Indeed, the crime DE L’Isle is accused of is stealing other individuals’ information.  If there is no privacy interest in this “public” information, then what, precisely, is the criminal behavior DE L’Isle was prosecuted for and convicted of?  At the time of the search, there was no indication that DE L’Isle actually used the cards or stole any money – he was merely in possession of what the courts apparently view as public information.  The government’s criminal charges belie its arguments before the 8th Circuit.

Despite the 8th Circuit’s ruling, credit card information is private information.  Entire industries exist to protect that information from other individuals, much less the forcible seizure of that information by the government.  Class action lawsuits have been initiated against major companies for negligent handling of information that resulted in hacking.  To say that credit card information – even “just” the account numbers – is flawed, to say the least.

Thus, not only did DE L’Isle demonstrate an intent to keep the information private (he kept the cards in a duffel bag and/or wallet to keep them from the view of the general public – and police), but society does, quite obviously, expect credit card accounts, expiration dates, the connected names, and particular identifiers to be kept private.

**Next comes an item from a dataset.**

PR #3258, opened 2022-02-17
CLIs - fix bash exit codes

### LINKED ISSUE #3251: CLI - exit codes numbers too high
Bash commands should always return exit codes between 0-255. (See https://www.gnu.org/software/bash/manual/html_node/Exit-Status.html). Currently, Joystream CLI as well Distributor node CLI are returning values higher than 255 on error. The value gets modulated by 256 (`errorCode % 256`). That breaks comparisons between `ExitCode` defined in JS file and the actual number returned in bash.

The courts’ rulings on this issue have been frightening and dangerous, to say the least.  An individual’s release of private, personal information to another individual does not, by any stretch of common language or common sense, indicate any intention to make that information public.  The court’s interpretation means that any disclosure – to anyone – of information is no longer considered private and, as such, is subject to search by the government without a warrant.  This is not hyperbole, but the language of the court: DE L’Isle “knowingly disclose[d] the information on the magnetic strip . . . to a third party and cannot claim a reasonable expectation of privacy in it.”

Simply stated, the courts have been on a dangerous trend that dismissed the need for a warrant where it is evident that a warrant would likely have been issued.

This case is a prime example: large numbers of credit cards without the individual’s name on them stored in a duffel bag in the truck almost guarantee the probable cause needed to obtain a warrant to both seize and search everything in that car, much less the particular cards and their information.  Law enforcement only needed to apply for the warrant and there was no exigency demanding immediate action: DE L’Isle was in custody and therefore not putting any more charges on the cards.  Knowing the information on the card several hours sooner would not particularly help the victims, either.

The purpose of the exclusionary rule (suppressing illegally obtained evidence) is to discourage law enforcement from obtaining evidence improperly.  If the police and prosecutors are confident that their convictions will be overturned when the evidence is improperly gathered, the theory is that they will be more constitutionally careful.  Conversely, when law enforcement is comfortable that the court is more interested in upholding convictions it believes are worthy than upholding the Constitution, then they will be less inclined to be concerned about the procedural safeguards offered by the Constitution.

This case is a perfect example of the latter: DE L’Isle was probably engaging in counterfeit.  However, the evidence used to convict – the information gathered on the magnetic strips was not DE L’Isle’s – was not properly obtained, even though law enforcement easily could have obtained a warrant once they had possession of the cards (which was almost certainly obtained lawfully, at least according to the facts as outlined here).  At the end of the day, the courts here chose to uphold a particular conviction, rather than the Constitution.